*** Material supplied Section Begins ***

PR #2581, opened 2019-01-13
Set the ChannelWrapper version after event

Wruczek:
Set the ChannelWrapper version after calling the PlayerHandshakeEvent event.

Previously, a code like this:
```java
@EventHandler
public void handshake(PlayerHandshakeEvent event) {
    event.getHandshake().setProtocolVersion(47);
}
```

*** Material supplied Section Ends ***

The problem :: The answer must be the line containing "Previously, a code" and every line after it to the end of the data, each set down exactly.

Expected output ::
Previously, a code like this:
```java
@EventHandler
public void handshake(PlayerHandshakeEvent event) {
    event.getHandshake().setProtocolVersion(47);
}
```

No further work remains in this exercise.